La nascita
Come a Venezia, anche a Padova tra la fine Settecento e il primo Ottocento, sorsero molti caffè, luogo d’incontro e di lettura: nel 1760 erano documentati almeno quaranta caffettieri.
Nel 1816 Antonio Pedrocchi, figlio di un caffettiere bergamasco, commissiona al noto architetto veneziano Giuseppe Jappelli l’ampliamento del piccolo caffè ereditato dal padre.
Il nuovo stabilimento, che doveva essere il Caffè “più bello della terra”, fu inaugurato nel 1831 e poi affiancato, nel 1836, dal Pedrocchino, elegante costruzione neogotica riservata alla pasticceria.
Il Caffè fin dai primi anni divenne noto come “il caffè senza porte” sia perché fino al 1916 era aperto giorno e notte, che per l’accoglienza dettata proprio dalla sua struttura: il porticato aperto e, allora, senza vetrate, era una sorta di “passaggio” collegato alla città.
I prezzi non erano cari, per quanto il luogo fosse già di gran lusso per quei tempi, e con una lira si poteva mangiare.
Il proprietario, Antonio Pedrocchi, il primo tra l’altro che illuminò a gas il suo Caffè, ebbe un modo assai singolare di trattare la clientela: chiunque infatti poteva sedere ai tavoli anche senza ordinare e trattenersi a leggere i libri e i giornali, come “Il Caffè Pedrocchi” (il primo dei sei giornali intitolato al nome del Caffè), messi a disposizione dal locale.
Alle donne erano offerti in dono fiori e, in caso di pioggia improvvisa, ai clienti veniva prestato un ombrello.
L’edificio
Il Caffè Pedrocchi, uno dei più importanti caffè europei e uno dei pochi superstiti tra gli antichi caffè italiani, si eleva proprio nella centralissima piazza, tra Palazzo Moroni, la sede del Comune, ed il Bo’, sede dell’Università, nell’angolo asimmetrico rimasto dalla demolizione di antichi edifici.
Nello scavo delle fondamenta e della ghiacciaia vennero portate alla luce grandiose colonne, ora al Museo Civico, e diversi marmi furono usati per la realizzazione del caffè.
Il piano superiore o “piano nobile” è articolato in otto sale, ciascuna decorata con uno stile diverso: etrusca, greca, romana, rinascimentale, ercolana, napoleonica (o Sala Rossini), egizia, moresca.

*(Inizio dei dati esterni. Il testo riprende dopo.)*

Issue #4703, opened 2022-09-26
[3.8.0-rc.1] Picker issue for those which don't have uuid yet


afbora:
If you select a page that does not yet have a uuid with the pages field, it disappears when the page is refreshed. This is a possible bug for those who upgraded to 3.8.

> @lukasbestle  The UUID should have been generated once the data for the pages field was generated. If this does not happen, then there's a bug.

bastianallgeier:
✅

PR #4706, opened 2022-09-27
Populate the UUID cache when a UUID is printed

bastianallgeier:
## This PR …

When a UUID is converted to string, the UUID is generated if it is missing. But so far, the UUID wasn't added to the cache. This means that it couldn't be found afterwards, which broke the pages picker. This PR would fix that by also populating the cache in the toString method. @distantnative needs to check if that would have any unwanted side effects. 

### Fixes

- #4703

### Breaking changes

- None

## Ready?

### For review team

### DIFF
--- a/src/Cms/FileActions.php
+++ b/src/Cms/FileActions.php
@@ -303,6 +303,25 @@ trait FileActions
 	}
 
 	/**
+	 * Stores the content on disk
+	 *
+	 * @internal
+	 * @param array|null $data
+	 * @param string|null $languageCode
+	 * @param bool $overwrite
+	 * @return static
+	 */
+	public function save(array $data = null, string $languageCode = null, bool $overwrite = false)
+	{
+		$file = parent::save($data, $languageCode, $overwrite);
+
+		// update model in siblings collection
+		$file->parent()->files()->set($file->id(), $file);
+
+		return $file;
+	}
+
+	/**
 	 * Remove all public versions of this file
 	 *
 	 * @return $this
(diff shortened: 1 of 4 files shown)


distantnative:
Hmmm one can argue when to populate the cache but a UUID should still be found even if not in the cache. If that doesn't happen, something else is broken and we shouldn't it just cover up by populating the cache earlier.

distantnative:
Not saying that we shouldn't do this PR, but I think it's more a cover-up than a fix of the problem.

My guess is that the updated page (now with UUID) isn't updated in the relevant collections right away, so that's why it can't be found.

distantnative:
I think that's the downside because we aren't using ->update()

bastianallgeier:
Ahh, that makes sense. But we already moved the collection updates to the save method for that reason. I wonder why it still cannot be found.

distantnative:
I think this PR still makes sense. But I'm afraid the issue pops up elsewhere maybe.

distantnative:
@bastianallgeier looking at `::save` and `::updateParentCollections` the logic looks very different, much more basic in `::save`. Could it be that? Why are we trying to implement the same in two places? Shouldn't we use the common `::updateParentCollections`?

bastianallgeier:
@distantnative you are completely right. The updateParentCollections should be used. I refactored it and unfortunately it doesn't solve the problem by itself. The refactoring is still useful here and I think the combination of both solutions is stable enough to consider it done.

distantnative (approved):

PR #4710, opened 2022-09-27
Fix `Uuid::is()`

### LINKED ISSUE #4709: [3.8.0-rc.1] False positives in UUID validator
## Description
The following all return `true` despite the string not being a valid Kirby UUID:
```
`Uuid::is('page://')`
`Uuid::is('page://', 'page')`
`Uuid::is('file://')`
`Uuid::is('file://', 'file')`
// etc.
```

**Expected behavior**  

The validation should only return `true` if the string resembles the UUID format both before and (where applicable, i.e. not for `site`) after the slashes

**Additional context**  

Two apparent reasons:
- when a `$type` variable is present, the part after the slashes is not being checked for in `return Str::startsWith($string, $type . '://')`
- when only a string is given, the regex does not seem to check for the presence of at least one character (not very practical, but that would probably manifest the minimum requirement for a UUID with a custom generator?)

distantnative:
Fixes #4709

@sebastiangreger would be great if you could give this a try 🙏

### DIFF
--- a/src/Uuid/Uuid.php
+++ b/src/Uuid/Uuid.php
@@ -228,13 +228,18 @@ class Uuid
 		string $string,
 		string|null $type = null
 	): bool {
-		if ($type !== null) {
-			return Str::startsWith($string, $type . '://');
+		$type  ??= implode('|', Uri::$schemes);
+		$pattern = sprintf('!^(%s)://([a-zA-Z0-9]*)!', $type);
+
+		if (preg_match($pattern, $string, $matches) !== 1) {
+			return false;
 		}
 
-		// try to match any of the supported schemes
-		$pattern = sprintf('!^(%s)://!', implode('|', Uri::$schemes));
-		return preg_match($pattern, $string) === 1;
+		if ($matches[1] === 'site') {
+			return strlen($matches[2]) === 0;
+		}
+
+		return strlen($matches[2]) > 0;
 	}
 
 	/**
--- a/src/Uuid/Uuid.php
+++ b/src/Uuid/Uuid.php
@@ -229,7 +229,7 @@ class Uuid
 		string|null $type = null
 	): bool {
 		$type  ??= implode('|', Uri::$schemes);
-		$pattern = sprintf('!^(%s)://([a-zA-Z0-9]*)!', $type);
+		$pattern = sprintf('!^(%s)://(.*)!', $type);
 
 		if (preg_match($pattern, $string, $matches) !== 1) {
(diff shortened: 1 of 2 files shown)


src/Uuid/Uuid.php
```diff
@@ -228,13 +228,18 @@ final public static function is(
 		string $string,
 		string|null $type = null
 	): bool {
-		if ($type !== null) {
-			return Str::startsWith($string, $type . '://');
+		$type  ??= implode('|', Uri::$schemes);
+		$pattern = sprintf('!^(%s)://([a-zA-Z0-9]*)!', $type);
```
lukasbestle: Custom generators could use other character sets:

```suggestion
		$pattern = sprintf('!^(%s)://(.*)!', $type);
```

distantnative: But wouldn't those clash with our caches - so we should enforce this set?

lukasbestle: The file cache will still work, it will just not be as pretty with the hash. Other caches should be completely unaffected.

distantnative: Didn't we just had the talk that the file cache especially doesn't work with e.g. underscores https://github.com/getkirby/kirby/blob/main/src/Cache/FileCache.php#L95-L98?

distantnative: Ah I see, what you mean with the hash.... but why then did we threw out underscores from our UUID generator?

lukasbestle: Because we didn't want that hash by default for the 99% use case.

sebastiangreger: Tested it @distantnative – the original edit indeed resolves the issue when sticking to the core generator.

As for the 1% use case, it might be worth considering at least all possible ID formats and their character sets that were offered by AutoID out of the box, as I imagine those to be the most likely cases to keep their old ID format and implement a custom generator when migrating?
- IncrementingGenerator `[0-9]`
- NanoGenerator `[A-Za-z0-9_-]{21}`
- TokenGenerator `[a-zA-Z0-9]{8}`
- UUIDGenerator `[a-f0-9-]{32}`

In other words: in favour of the suggested edit. The only way to truly solve this would be to make the regex configurable when implementing a custom generator, but that may be overkill and add unnecessary complexity. The baseline definition of a Kirby UUID is `{type}://{something}`. I keep using my own custom format, and will simply implement my own verification method alongside my generator.

lukasbestle (approved):

PR #4711, opened 2022-09-27
Fix `->findBy()` for UUID object

### LINKED ISSUE #4704: [3.8.0-rc.1] Reverse relation with UUID via `findBy` not working
## Description

- Given I have two content types: `event` and `post`
- Where `post` has a field `relatedevent`, which stores an `event` UUID
- When getting `post => event` relation via `find('page://event-id')` works OK
- But, the other way around `event => post` via `findBy` doesn't work when just using `uuid()`
  - This fails: `$this->kirby()->collection('blog/posts')->findBy('relatedevent', $this->uuid())`
  - This works: `$this->kirby()->collection('blog/posts')->findBy('relatedevent', $this->uuid()->toString())`

**Expected behavior**  

- It should work with just `$this->uuid()`, without the need to cast to string.

## Your setup

**Kirby Version** : `3.8.0-rc.1`

distantnative:
Fixes #4704 (see for example)

### DIFF
--- a/src/Cms/Collection.php
+++ b/src/Cms/Collection.php
@@ -133,7 +133,8 @@ class Collection extends BaseCollection
 	 */
 	public function findBy(string $attribute, $value)
 	{
-		// $value: cast UUID object to string
+		// $value: cast UUID object to string to allow uses
+		// like `$pages->findBy('related', $page->uuid())`
 		if ($value instanceof Uuid) {
 			$value = $value->toString();
 		}
--- a/src/Cms/Collection.php
+++ b/src/Cms/Collection.php
@@ -6,6 +6,7 @@ use Closure;
 use Kirby\Exception\InvalidArgumentException;
 use Kirby\Toolkit\Collection as BaseCollection;
 use Kirby\Toolkit\Str;
+use Kirby\Uuid\Uuid;
 
 /**
  * The Collection class serves as foundation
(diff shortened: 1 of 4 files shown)


src/Toolkit/Collection.php
```diff
@@ -412,6 +412,11 @@ public function find(...$keys)
 	 */
 	public function findBy(string $attribute, $value)
 	{
+		// $value: cast object to string, e.g. UUID object
+		if (is_object($value) === true) {
```
bastianallgeier: As Lukas posted in Discord, this one would be less prone to unexpected regressions. 

```suggestion
		if (is_a($value, 'Kirby\Uuid\Uuid') === true) {
```

distantnative: But then we should do that in Cms\Collection. And we need to get used to `instanceof`, not `is_a`.

src/Cms/Collection.php
```diff
@@ -123,6 +124,23 @@ public function append(...$args)
...
+	/**
+	 * Find a single element by an attribute and its value
+	 *
+	 * @param string $attribute
+	 * @param mixed $value
+	 * @return mixed|null
+	 */
+	public function findBy(string $attribute, $value)
+	{
+		// $value: cast UUID object to string
```
lukasbestle:
```suggestion
		// $value: cast UUID object to string to allow uses
		// like `$pages->findBy('related', $page->uuid())`
```

lukasbestle (commented):
IMO there should be an additional unit test for this in `Cms\CollectionTest`. The test in `HasUuidsTest` is more an integration test.

distantnative:
👍 can't approve myself

bastianallgeier (approved):

PR #4712, opened 2022-09-27
UUID: fix changing page slug

### LINKED ISSUE #4696: [3.8.0-rc.1] Changing URL leads to duplicate folders because of UUID
> in a starterkit changing the URL for  notes to blog. The change actually works (renames folder to blog, new blog folder includes all old subpages), but indeed notes remains with default blueprint. Looks like because a UUID is created in the process

Screenshot 2022-09-24 at 14 15 56

distantnative:
Fixes #4696

### DIFF
--- a/src/Cms/PageActions.php
+++ b/src/Cms/PageActions.php
@@ -107,6 +107,9 @@ trait PageActions
 				'root'    => null
 			]);
 
+			// clear UUID cache recursively (for children and files as well)
+			$oldPage->uuid()->clear(true);
+
 			if ($oldPage->exists() === true) {
 				// remove the lock of the old page
 				$oldPage->lock()?->remove();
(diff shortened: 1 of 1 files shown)


lukasbestle (commented):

La chiave di lettura di questo apparato decorativo può essere quella romantica di rivisitazione nostalgica degli stili del passato. Non è esclusa però una chiave esoterica o massonica visto che lo stabile fu progettato da Giuseppe Jappelli, aderente alla Massoneria fin dal 1806 e convinto sostenitore degli ideali illuministi. La scalinata che conduce al Piano Nobile richiama un percorso iniziatico, le maniglie a forma di serpente che si morde la coda, nella massoneria, simboleggiano l’uguaglianza e la necessaria interdipendenza fra i sessi e la sala ottagonale (il numero 8 è il simbolo di rinascita spirituale) è un chiaro riferimento all’associazione segreta.
Ogni sala aveva una precisa funzione, ad esempio la Sala etrusca veniva usata come guardaroba, quella greca per il gioco, la Sala Rossini come sala da ballo e la Sala egizia per le riunioni segrete.
I vari ambienti sono decorati con soggetti inerenti allo stile di ogni sala: vedute romane, nella Sala romana, l’affresco “Diogene e il gallo di Platone” nella Sala Greca, statue, sfingi, urne cinerarie e il soffitto stellato nella Sala egizia.
Il pianterreno, destinato a caffetteria, è caratterizzato dal susseguirsi di stanze denominate in base al colore della tappezzeria (Sala bianca, Sala rossa, Sala gialla, Sala verde).
Entrando nel Caffè, a sinistra incontriamo la Sala verde e sulla destra la Sala gialla o della Borsa, detta così perché vi si incontravano i commercianti per fissare i prezzi di alcune merci.
Subito dopo la Sala verde incontriamo l’ampia Sala rossa, tripartita da colonnine ioniche su base egizia con il banco ornato da decorazioni in bronzo, e subito dopo la Sala bianca, che si apre sulla via VIII febbraio e l’Università, assai nota per il segno del proiettile austriaco sparato durante i moti del 1848.
La tradizione
Grazie alla sua posizione centrale e alla vicinanza con la sede dell’Università il caffè divenne presto punto di riferimento della vita culturale e commerciale della città e ritrovo di studenti, artisti, letterati e patrioti.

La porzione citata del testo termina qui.